Постепенно события в памяти сливаются в один большой визуальный гул. День за днём новости на «Укрправде», новые подписки в Твиттере, новости каждую минуту, полминуты. Группы SOS, нужны: лекарства, бинты, лимонов, мёда, чеснока побольше. Консервы не принимаем, может быть отрава, провокация, не пеките, не готовьте ничего, только продукты и лекарств, лекарств ещё, много раненых осколками.

22 января убили Сергея Нигояна.

Ночами под –25. Стоишь у окна, смотришь из спальни на улицу, на жёлтую от фонаря пустую дорогу, ветер свищет в плохо пригнанных рамах, во дворе никого, третий час уже. Господи, как же вы там, миленькие, на баррикадах? Пиздец как холодно, ничего не греет, только не замёрзните, не замерзайте, пожалуйста! Утром твиттер: выстояли, ещё одна ночь позади. Слава Богу и героям слава.

Титушки, похищения, Гаврилюк, коктейли Молотова, чёрный дым над Грушевского, «Беркут», ненависть, холод. Всего месяц оставался. Самый ужасный, самый безжалостный.

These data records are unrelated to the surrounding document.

PR #4323, opened 2026-06-24
Feat/lesq 2068/onboarding pages to app router

Taha-Hassan-Git:
## Description

[Music year: 2017](https://www.youtube.com/watch?v=dp45V_M4Akw)

- Moves onboarding pages over to the app router
- Uses a layout component to enforce auth
- Tests for the above behaviour
- adds optional send_instantly argument to track event, enables by default on onboarding completed events

## Issue(s)

Fixes #lesq 2068

## How to test

2. Click on \_\_\_\_\_\_

## Screenshots

{screenshots}

How it should now look:
{screenshots}

## Checklist

- [ ] Design sign-off


Taha-Hassan-Git:
@copilot Our QA is going to test the deployed application to ensure there are no regressions after this refactor. Help them by generating a check list of critical paths to test.

Taha-Hassan-Git:
Wow, testing this is a MUCH bigger headache than building it, sorry @RBrownsett  😢

src/components/TeacherComponents/OnboardingForm/onboardingDataQueryParam.ts
```diff
@@ -1,39 +1,39 @@
...
     return null;
   }
 }
 
 /**
- * Accumulates onboarding form data in a query param
+ * Accumulates onboarding form data, returning the encoded value for the `state`
+ * query param. Merges `data` on top of any previously encoded `state`.
+ *
+ * The caller is responsible for placing the returned value back into the URL,
```
njblore: What's the thinking behind having the caller handle wrapping and unwrapping the state from the query params, rather than centralise it here?

RBrownsett:
> Wow, testing this is a MUCH bigger headache than building it, sorry @RBrownsett 😢

@Taha-Hassan-Git haha yeah, very detailed list (but useful!). All the core journeys seem to be working, just a few issues listed below: 

1. Events seem to be hit or miss. I signed up around 10 times and only saw the userOnboardingCompleted twice. It only seems to fire when I'm signing up from a page already in the app router e.g. the unit page? I tried the home page in owa staging and the event fired, so I think it should be working 
2. userOnboardingProgressed I cannot get to a stage where that event is fired. Possible issue that is already present but might be worth investigating? 
3. Small visual regression when signing in from a page in app router e.g. unit or programme page, there is a visual flash of the Nearly done page (even though the user is already onboarded)  

https://github.com/user-attachments/assets/3ca14dcf-c031-49d5-80de-697a9e3eef10

src/components/TeacherComponents/OnboardingForm/onboardingDataQueryParam.ts
Taha-Hassan-Git: Hmm, the original idea was that it would work with either `router.query` or `useSearchParams`, but that's not flexibility that we actually need. So I'm going to centralise it as you suggested!

njblore: Aha that makes sense! cool

src/browser-lib/analytics/withQueue.ts
```diff
@@ -42,8 +43,14 @@ const withQueue = <T>(
...
 
-  const track: EventFn = (eventName, props) => {
-    queueEvent({ type: "track", eventName, props });
+  const track: EventFn = (eventName, props, options) => {
+    queueEvent({ type: "track", eventName, props, options });
+    // Instant events (e.g. those fired immediately before a navigation) can't
+    // wait for the next interval tick or the request may be cancelled before it
+    // leaves the browser. Flush now, while still respecting consent state.
+    if (options?.sendInstantly) {
+      conditionallyProcessQueue();
```
njblore, line 52: I'm not too sure what the queue system is solving for, so also not sure if we should be aware of any downsides bypassing it like this?

njblore (approved):
nice!🍦

src/browser-lib/analytics/withQueue.ts
Taha-Hassan-Git: It was 4 years ago but the person who put this stuff in was @mantagen. Maybe he has some insights.

Taha-Hassan-Git: It's this PR:

https://github.com/oaknational/Oak-Web-Application/pull/538

njblore: oooh right I see so the queue is just a way to process events with respect to the consent state, it seems like that's the main goal rather than there being an explicit need to queue. Which your change respects so seems like it should be all good

RBrownsett (approved):
Approved, looks good. Full testing notes on the Notion ticket

src/browser-lib/analytics/withQueue.ts
mantagen: Wow that feels like a _long_ time ago!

18 февраля к Раде было не подойти. Всё оцепил «Беркут» и люди. В Мариинском парке с привычным звуком рвались гранаты, «Беркут» и титушки гонялись за людьми, люди убегали, но не все. Потом сотни самообороны начали атаковать «Беркут» с Институтской. Цепь выстроилась от плитки в парке до середины Крепостного переулка, передавали камни из рук в руки, всё тяжёлое летело в «Беркут». От них летели гранаты, от которых не спасали щиточки и пластмассовые касочки. «Дорогу!» — кричали бойцы, и толпа, еле влезшая в переулок, расступалась. «Дорогу!». На брезенте тащили парня, вся голова, всё лицо в крови. Парень не двигался, не стонал, не хватал воздух, ничего уже не делал. Его занесли в Дом офицеров, а пожилой фельдшер, куря одну за одной и размахивая руками, разворачивал «скорые помощи» задом к дверям. Через несколько часов нас отогнали к «Арсенальной», и оттуда разбитые люди стали стекаться на Майдан — там всегда было безопаснее всего. Через час закрыли метро.

Ничего не хочу писать про 20 февраля. Меня там не было.

Всего год прошёл, а как будто вчера.